Once you've completed your Jumpstart, or your initial assessment of Jira Align, you'll start to think about how you can roll it out to the rest of your enterprise. As an Align Solution Architect (and a former Align customer), I must congratulate you on your wise choice!

Now I'd like to offer a few suggestions that my fellow Solution Architects have found help enterprises that are rolling out Jira Align to a wider audience. Each enterprise has its own unique variations, but we find there are a few things common to all.

We put the suggestions for expansion into 4 broad categories:

  1. Planning for the expansion: We recommend you take an agile approach to rolling Align out to your enterprise. That means thinking about how you’re going to deliver value to your customers on a regular basis.
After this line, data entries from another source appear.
PR #2351, opened 2018-02-12
Add support for luigi email attachments

dlstadther:
## Description

Adds support for 0 or more attachments per email notification.

## Motivation and Context

Given Luigi already has notification code for emails, particularly SMTP, the addition of attachment support would reduce extraneous code for Luigi users who utilize email for report dispersal via Luigi.

Goal is to not affect current usage, but to add to a feature to Luigi notification support.

Not yet. Tests will be forthcoming.

### DIFF
--- a/luigi/notifications.py
+++ b/luigi/notifications.py
@@ -28,6 +28,7 @@ In particular using the config `receiver` should set up Luigi so that it will se
 '''
 
 import logging
+import os
 import socket
 import sys
 import textwrap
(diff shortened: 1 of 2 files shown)


dlstadther:
During this patch investigation, I noticed the lack of apparent usage of `image_png` noted in the various email notifications. From what I can tell, this parameter existed in the original code from @erikbern and @freider [here](https://github.com/spotify/luigi/commit/20add9da9861870074deea29f899e37f55b45d00#diff-b438c8dc80f50172445c72006dc7c8f7). However, I wanted to confirm with someone else that it's kosher to remove before I go and do that.

Tarrasch:
I think it's safe to remove that. :)

dlstadther:
I'll see what I can do in the next week or so to improve tests. Otherwise, this is good to go.

dlstadther:
Had no luck on adding more tests around email attachment

PR #2353, opened 2018-02-13
Verbose worker error logging

nathantsoi:
## Description

Add some details to the type checking exception

## Motivation and Context

When debugging, I've found this helpful to quickly pinpoint the source of the exception

Yes


Tarrasch:
Thanks!!

Issue #2355, opened 2018-02-16
Master build broken


yonromai:
Hey, the master build has been broken for ~2 weeks. Looks like a docker issue:
`ContainerError: Command 'test -d  /tmp/luigi-test' in image 'busybox:latest' returned non-zero exit status` 
from: https://travis-ci.org/spotify/luigi/jobs/336516969
@ulzha wanna take a look? If you don't have time, no big deal - I can take a look at it sometimes next week.

Tarrasch:
Easiest is to just disable it (send a PR) similar to how many other tests are disabled.. Sorry for the inconvenience!

yonromai:
fixed by: https://github.com/spotify/luigi/pull/2356

Tarrasch:
Thank you!

PR #2356, opened 2018-02-19
fix contrib.docker_runner exit code check #2355

yonromai:
Prior to `3.0.0`, `docker-py` used to return the status code as an `int` - it now returns a `dict` (cf. [2.7.0 `Container.wait` doc](http://docker-py.readthedocs.io/en/2.7.0/containers.html#docker.models.containers.Container.wait) vs [3.0.1 `Container.wait` doc](http://docker-py.readthedocs.io/en/3.0.1/containers.html#docker.models.containers.Container.wait))

The fix is to check if the return type is a dict, to attempt to maintain backward compatibility.


ravwojdyla:
+1

Issue #1936, opened 2016-11-28
Add LSF Support


boombard:
Make a production-ready version of https://github.com/dattalab/luigi/blob/lsf/luigi/lsf.py based on the existing SGE implementation. I will make a pull request

dlstadther:
@boombard Status update on PR?

ypriverol:
Any progress on this. Would be great to have support for LSF clusters in Luigi.

markmcdowall:
Hi @Tarrasch,

I have been in contact with @alexbw about the Luigi LSF update. We now have a working update on the LSF branch of a fork.

Would you like the changes merged to the master branch of the fork and then for a pull request to be made to Luigi or would you like it to remain on the branch?

Cheers,

Mark

dlstadther:
@markmcdowall Feature branch PR will be fine!

PR #2373, opened 2018-03-13
Additions to provide support for the Load Sharing Facility (LSF) job scheduler

markmcdowall:
## Description
Provides support for the use of the Load Sharing Facility (LSF) job scheduler for the distributed computation of tasks within a high performance cluster environment. The work is based off the SGE wrapper and work that had been done by @alexbw.

## Motivation and Context
Needed this so that we could use the Luigi infrastructure on our local LSF cluster

https://github.com/spotify/luigi/issues/1936

I have run this code as part of a local pipeline and everything ran smoothly. There is also a small unittest script

## Notes
Updates were based on the work by Alex with changes so that jobs could run within the latest version of Luigi.
Pulled in the latest changes from master
Added new parameters for naming of jobs, listing queues and memory sizes.
Added in a print out to provide a rough timing for how long a bsub job ran for. This is dependent on the polling time.
The LSF wrapper has been moved into the contrib folder
Some code tidying based on pylint output
Added doc sections and copied over the Apache 2.0 license from Spotify. You'll need to add your institute into the list, I have left a gap for this already


dlstadther:
@markmcdowall Please address travis errors and add tests were applicable, if possible.

markmcdowall:
Hi @dlstadther,

I am still getting a failure with the docs not building correctly. Would you be able to advise on why it might be failing?

Cheers,

Mark

dlstadther:
`/home/travis/build/spotify/luigi/luigi/contrib/lsf.py:docstring of luigi.contrib.lsf.LSFJobTask.run:5: ERROR: Unexpected indentation.`

You also have some other Py3 errors

Tarrasch:
@markmcdowall, Can you please update the PR title and description to be more useful for casual reaters? What's LSF? Who should care etc. Thanks. :)

markmcdowall:
Hi @dlstadther 

There is now a green light from the builds with the docs building correctly.

Cheers,

Mark

luigi/contrib/lsf.py
```diff
@@ -0,0 +1,362 @@
...
+    memory_flag = luigi.Parameter(default='8192', significant=False)
+    queue_flag = luigi.Parameter(default='queue_name', significant=False)
+    runtime_flag = luigi.IntParameter(default=60)
+    job_name_flag = luigi.Parameter(default='')
+    poll_time = luigi.FloatParameter(
+        significant=False, default=5,
+        description="specify the wait time to poll bjobs for the job status")
+    save_job_info = luigi.BoolParameter(default=False)
+    output = luigi.Parameter(default="")
+    extra_bsub_args = luigi.Parameter("")
```
dlstadther: I think you meant for `extra_bsub_args` to have a default empty string

Have you considered using `OptionalParameter`s with defaults of None?

luigi/contrib/lsf.py
```diff
@@ -0,0 +1,362 @@
...
+        self.tmp_dir = os.path.join(base_tmp_dir, task_name)
+        # Max filename length
+        max_filename_length = os.fstatvfs(0).f_namemax
+        self.tmp_dir = self.tmp_dir[:max_filename_length]
+
+        LOGGER.info("Tmp dir: %s", self.tmp_dir)
+        os.makedirs(self.tmp_dir)
+
+        # Dump the code to be run into a pickle file
+        logging.debug("Dumping pickled class")
```
dlstadther: Why have we switched from using `LOGGER` to using `logging`?

luigi/contrib/lsf.py
```diff
@@ -0,0 +1,362 @@
...
+        self._dump(self.tmp_dir)
+
+        # Make sure that all the class's dependencies are tarred and available
+        logging.debug("Tarballing dependencies")
```
dlstadther: Here too

luigi/contrib/lsf.py
```diff
@@ -0,0 +1,362 @@
...
+        # Grab luigi and the module containing the code to be run
+        packages = [luigi] + [__import__(self.__module__, None, None, 'dummy')]
```
dlstadther: Why are we adding two lists here?

luigi/contrib/lsf.py
```diff
@@ -0,0 +1,362 @@
...
+
+    def _run_job(self):
+        """
+        Build a bsub argument that will run lsf_runner.py on the directory we've specified.
+        """
+
+        args = []
+
+        if isinstance(self.output(), list):
+            log_output = self.output()[0].path.split("/")
```
dlstadther: Why would `output()` be a list?

luigi/contrib/lsf.py
```diff
@@ -0,0 +1,362 @@
...
+            args += ["-J", str(self.job_name_flag)]
+        args += ["-o", "/".join(log_output[0:-1]) + "/job.out"]
+        args += ["-e", "/".join(log_output[0:-1]) + "/job.err"]
+        args += self.extra_bsub_args.split()
+
+        # Find where our file is
+        runner_path = lsf_runner.__file__
+        # assume source is next to compiled
+        if runner_path.endswith("pyc"):
+            runner_path = runner_path[:-3] + "py"
```
dlstadther: Why are you renaming pyc to py?

If the intention is to rename `.pyc` to `.py`, why don't you just remove the `c` or something?

luigi/contrib/lsf.py
```diff
@@ -0,0 +1,362 @@
...
+
+        args += [runner_path]
+        args += [self.tmp_dir]
+
+        # That should do it. Let the world know what we're doing.
+        LOGGER.info(" ".join([str(a) for a in args]))
```
dlstadther: Do you want to provide some context to this log record? i.e. `The following lsf args have been specified: {}`

luigi/contrib/lsf.py
```diff
@@ -0,0 +1,362 @@
...
+            [str(a) for a in args],
+            stdin=subprocess.PIPE, stdout=subprocess.PIPE, cwd=self.tmp_dir)
+        output = run_job_proc.communicate()[0]
+
+        # ASSUMPTION
+        # The result will be of the format
+        # Job <123> is submitted ot queue <myqueue>
+        # So get the number in those first brackets.
+        # I cannot think of a better workaround that leaves logic on the Task side of things.
+        LOGGER.info("### JOB SUBMISSION OUTPUT:" + str(output))
```
dlstadther: Since you're going string concatenation, your output will not include a space between `:` and your output var.

General critique here... You using both string concatenation and `%` interpolation throughout. Pick one (preferably `%` or `.format` (I'm personally partial to format)) and stick with it please.

luigi/contrib/lsf.py
```diff
@@ -0,0 +1,362 @@
...
+        self.job_id = int(output.split("<")[1].split(">")[0])
+        LOGGER.info(
+            "Job %ssubmitted as job %s",
```
dlstadther: Do you mean to not have a space between job_id and submitted?

luigi/contrib/lsf.py
```diff
@@ -0,0 +1,362 @@
...
+                LOGGER.info("Job is running...")
+                if time0 == 0:
+                    time0 = int(round(time.time()))
+            elif lsf_status == "PEND":
+                self.job_status = PENDING
+                LOGGER.info("Job is pending...")
+            elif lsf_status == "DONE" or lsf_status == "EXIT":
+                # Then the job could either be failed or done.
+                errors = self.fetch_task_failures()
+                if errors == '':
```
dlstadther: Alternatively, `if not errors:`. Especially if `errors` could be `None`

luigi/contrib/lsf.py
```diff
@@ -0,0 +1,362 @@
...
+                    self.job_status = DONE
+                    LOGGER.info("Job is done")
+                    time1 = int(round(time.time()))
+
+                    # Return a near estimate of the run time to with +/- the
+                    # self.poll_time
+                    LOGGER.info(
+                        "### JOB COMPLETED: %s%s in %s seconds",
+                        self.job_name_flag + ' ',
```
dlstadther: Why would you concat a space to a interpolated var instead of just including the space in the string to be interpolated?

luigi/contrib/lsf_runner.py
```diff
@@ -0,0 +1,85 @@
...
+try:
+    import dill as pickle
+except ImportError:
+    import pickle
+import logging
+import tarfile
+
+
+def do_work_on_compute_node(work_dir):
+    print("LSF RUNNER: LOAD THE DATA AND DO THE THING")
```
dlstadther: Why are we printing?

luigi/contrib/lsf_runner.py
```diff
@@ -0,0 +1,85 @@
...
+
+    # Extract the necessary dependencies
+    extract_packages_archive(work_dir)
+
+    # Open up the pickle file with the work to be done
+    os.chdir(work_dir)
+    with open("job-instance.pickle", "r") as f:
+        job = pickle.load(f)
+
+    # job = pickle.loads("job-instance.pickle")
```
dlstadther: Is this supposed to be commented out?

luigi/contrib/lsf_runner.py
```diff
@@ -0,0 +1,85 @@
...
+
+
+def main(args=sys.argv):
+    """Run the work() method from the class instance in the file "job-instance.pickle".
+    """
+    try:
+        # Set up logging.
+        logging.basicConfig(level=logging.WARN)
+        work_dir = args[1]
+        print("PATHS:" + " | ".join(args))
```
dlstadther: Why printing?

luigi/contrib/lsf.py
```diff
@@ -0,0 +1,362 @@
...
+
+import os
+import subprocess
+import time
+import sys
+import logging
+import random
+import shutil
+try:
+    import dill as pickle
```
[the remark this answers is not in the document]
markmcdowall: I implemented using the dill function as the head node for submitting to the LSF cluster is not identical to the nodes in the cluster. This was causing issues with the pickling/unpickling of the objects. Dill was more robust to this scenario.

I'll add this as a comment in the code.

luigi/contrib/lsf.py
markmcdowall: This was to allow for the return of a single output file location. Or if there are multiple output files then provide those as a list of string locations.

I can either comment this in the code, or if there is a better way or more conformant to way to perform this action that matches code used else where in Luigi that is fine.

luigi/contrib/lsf.py
markmcdowall: Looks like this might have been dev code to ensure that the latest version of the py script was called. Python should check that the pyc timestamp is newer than the py timestamp anyway so I have removed this from the code. This could always be reintroduced if there is a problem along with a debug flag.

luigi/contrib/lsf.py
markmcdowall: This is so that if a job_name_flag is not submitted there is not a double space

luigi/contrib/lsf.py
markmcdowall: By mistake when I was tidying up. Will correct this on the one on line 172.

luigi/contrib/lsf.py
markmcdowall: Will merge into a list of 2 elements

luigi/contrib/lsf.py
markmcdowall: Sorry, but I went for the `%` version as the majority of instances already used that form. Happy to change if it matches in with the rest of the code base though.

luigi/contrib/lsf.py
markmcdowall: Moved this logic out to pre compose the required string. Adding the space was to avoid having a double space if there was no name specified.

markmcdowall:
Hi @dlstadther,

I have addressed, or commented on, each of he issues that you raised and Travis is giving the green light.

Cheers,

Mark

markmcdowall:
Hi @dlstadther ,

Thanks for merging. As for the second reviewer would this need to be someone else that has already contributed to the Luigi repo? If so is there a list of people that are happy to be approached.

dlstadther:
@lairdm, could you oblige @markmcdowall 's review request? Thanks!

luigi/contrib/lsf.py
```diff
@@ -0,0 +1,354 @@
...
+    """
+    Tracking is done by requesting each job and then searching for whether the job
+    has one of the following states:
+    - "RUN",
+    - "PEND",
+    - "SSUSP",
+    - "EXIT"
+    based on the LSF documentation
+    """
+    cmd = "bjobs -noheader -o stat %d" % job_id
```
lairdm: Should you use new style .format()? Old style hasn't been deprecated yet, but the threat is still hanging out there.

luigi/contrib/lsf.py
```diff
@@ -0,0 +1,354 @@
...
+    track_job_proc = subprocess.Popen(
```
lairdm: Do you need to put this in a try block, or is it alright if things die loudly if the sub-process can't be made?

luigi/contrib/lsf.py
```diff
@@ -0,0 +1,354 @@
...
+        cmd, stdout=subprocess.PIPE, shell=True)
+    status = track_job_proc.communicate()[0].strip('\n')
+    return status
+
+
+def kill_job(job_id):
+    """
+    Kill a running LSF job
+    """
+    subprocess.call(['bkill', job_id])
```
lairdm: Does Luigi support returning if a kill was successful or not?

luigi/contrib/lsf.py
```diff
@@ -0,0 +1,354 @@
...
+        else:
+            errors = ''
+        return errors
+
+    def fetch_task_output(self):
+        """
+        Read in the output file
+        """
+        # Read in the output file
+        with open(os.path.join(self.tmp_dir, "job.out"), "r") as f_out:
```
lairdm: Nitpicky, but with errors you check if the file exists, is there a reason the same logic isn't mirrored here?

luigi/contrib/lsf.py
```diff
@@ -0,0 +1,354 @@
...
+        random_id = '%016x' % random.getrandbits(64)
+        task_name = random_id + self.task_id
+        # If any parameters are directories, if we don't
+        # replace the separators on *nix, it'll create a weird nested directory
+        task_name = task_name.replace("/", "::")
+
+        self.tmp_dir = os.path.join(base_tmp_dir, task_name)
+        # Max filename length
+        max_filename_length = os.fstatvfs(0).f_namemax
+        self.tmp_dir = self.tmp_dir[:max_filename_length]
```
lairdm: I'm not sure I follow what you're trying to do. I'm unsure if f_namemax is the max length of a filename component or the entire path. Either way, you're truncating the base_tmp_dir + task_name concatenated path to f__namemax then adding packages.tar a bit later. If f_namemax is the max total path length, wouldn't making it longer be an issue? If it's the max length of a component of the path, shouldn't it be truncated before prepending the base path?

luigi/contrib/lsf.py
```diff
@@ -0,0 +1,354 @@
...
+            log_output = self.output().path.split("/")
+
+        args += ["bsub", "-q", self.queue_flag]
+        args += ["-n", str(self.n_cpu_flag)]
+        args += ["-M", str(self.memory_flag)]
+        args += ["-R", "rusage[%s]" % self.resource_flag]
+        args += ["-W", str(self.runtime_flag)]
+        if self.job_name_flag:
+            args += ["-J", str(self.job_name_flag)]
+        args += ["-o", "/".join(log_output[0:-1]) + "/job.out"]
```
lairdm: If you want to drop the last component of the path, why this way rather than rsplit as with the path earlier, then us the OS safe os.path module?

luigi/contrib/lsf.py
```diff
@@ -0,0 +1,354 @@
...
+
+            # dest_dir = self.output().path
+            shutil.move(self.tmp_dir, "/".join(log_output[0:-1]))
+
+        # Now delete the temporaries, if they're there.
+        self._finish()
+
+    def _track_job(self):
+        time0 = 0
+        while True:
```
lairdm: Is it ok if we get stuck in this call forever if the job never releases or is suspended?

luigi/contrib/lsf.py
markmcdowall: Not really as blank will get returned and handled later in the script

luigi/contrib/lsf.py
markmcdowall: The only response would be from LSF saying that it is terminating the job with the given id. There is nothing from LSF to say if it was successful or not.

luigi/contrib/lsf.py
markmcdowall: This should only happen if jobs are hanging while in the queue to get onto LSF. If a job has been held back this could be due to the LSF manager prioritising other jobs over yours or you could have held your jobs from completing to clear a backlog of other jobs that are waiting.

markmcdowall:
Hi @dlstadther ,

Sorry for the delay. I have gone through the comments made by @lairdm about the code and made relevant changes and also run a few pipelines to check that the changes did not break anything.

Are you happy with the changes that have been made to the code?

Cheers,

Mark

luigi/contrib/lsf.py
```diff
@@ -236,8 +235,8 @@ def _run_job(self):
         args += ["-W", str(self.runtime_flag)]
         if self.job_name_flag:
             args += ["-J", str(self.job_name_flag)]
-        args += ["-o", os.path.join(log_output[0:-1], "job.out")]
-        args += ["-e", os.path.join(log_output[0:-1], "job.err")]
+        args += ["-o", os.path.join("/".join(log_output[0:-1]), "job.out")]
```
lairdm: Sorry, why are you flipping back to "/".join()? That's not OS safe. Unless I'm missing something.

lairdm:
Other than the "/".join() question, I'm happy. Thanks.

luigi/contrib/lsf.py
markmcdowall: I've modified the code to use the os.path.split and os.path.join functions.

The reason for using the "/".join() is that the os.path.join could only take in strings. Using the os.path.split should get around this issue.

markmcdowall:
Hi @dlstadther ,

Thank you for accepting the changes. Do I need to provide any further information or is it now over to you guys?

Cheers,

Mark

  2. Configuring Align: Align has literally hundreds of features for its customers, and we recommend turning on only those features that are needed to help people do their jobs.

  3. Training and Support: Be sure your teams know your enterprise’s approach to scaling agile practices before introducing the tools. Then implement role-based training so you show people the specific features they need to do their jobs. And be sure to offer ongoing support throughout the regular agile cadence.

  4. Process alignment: Enterprises use Jira Align to support their agile ways of working, so it’s important to ensure the tool is configured to support the process. The folks who are defining the process need to work closely with the folks who are supporting the tool so there’s no dissonance between the two.

Let's look into these areas a little further.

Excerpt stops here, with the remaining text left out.